(Saved entries)
******************************

PR #468, opened 2019-10-28
Test-created survey: Add warning labels not to use

eliask:
Added warnings to prevent anyone else from using the (somehow broken) test suite created surveys.

### DIFF
--- a/test/it/006activityLogTest.js
+++ b/test/it/006activityLogTest.js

******************************

◆ **Work required**:
None of the records may be omitted or altered when they are given again.

◆ **Answer to the exercise**:
PR #468, opened 2019-10-28
Test-created survey: Add warning labels not to use

eliask:
Added warnings to prevent anyone else from using the (somehow broken) test suite created surveys.

### DIFF
--- a/test/it/006activityLogTest.js
+++ b/test/it/006activityLogTest.js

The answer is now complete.